═════ DATA LISTING
PR #594, opened 2024-01-03
Regenerate the authfile and scitokens.cfg periodically

### LINKED ISSUE #562: Periodically reload admin-specified Authfile
On startup, we take the admin-specified Authfile, merge it with the generated configuration, and write out the result into the xrootd configuration.

If the admin updates said Authfile, it'll never get propagated into the xrootd configuration.  Have a maintenance goroutine periodically (or, using https://github.com/fsnotify/fsnotify, on changes) reload the admin-provided Authfile and rewrite the generated Authfile.  Care should be used to do an atomic overwrite of the generated one so the `xrootd` process won't load half-written data.

bbockelm:
To replace existing OSDF caches, which rely on X509 authentication that we don't want to pull into the Pelican codebase, we'll need to merge with their authfiles (which are periodically updated).  This utilizes the Xrootd maintenance routine to regenerate authfiles and scitokens.cfg when an update occurs.

Includes unit tests.

Fixes #562

### DIFF
--- a/cmd/cache_serve.go
+++ b/cmd/cache_serve.go
@@ -171,7 +171,7 @@ func serveCacheInternal(ctx context.Context) error {
 		return err
 	}
 
-	xrootd.LaunchXrootdMaintenance(ctx, 2*time.Minute)
+	xrootd.LaunchXrootdMaintenance(ctx, cacheServer, 2*time.Minute)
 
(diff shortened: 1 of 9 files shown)


haoming29 (approved):
LGTM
══════════
*EXERCISE REQUIREMENTS*. Pick out and copy the lines of the entries that hold the string "LaunchXrootdMaintenance".

*ANSWER FOR THIS EXERCISE*.
-	xrootd.LaunchXrootdMaintenance(ctx, 2*time.Minute)
+	xrootd.LaunchXrootdMaintenance(ctx, cacheServer, 2*time.Minute)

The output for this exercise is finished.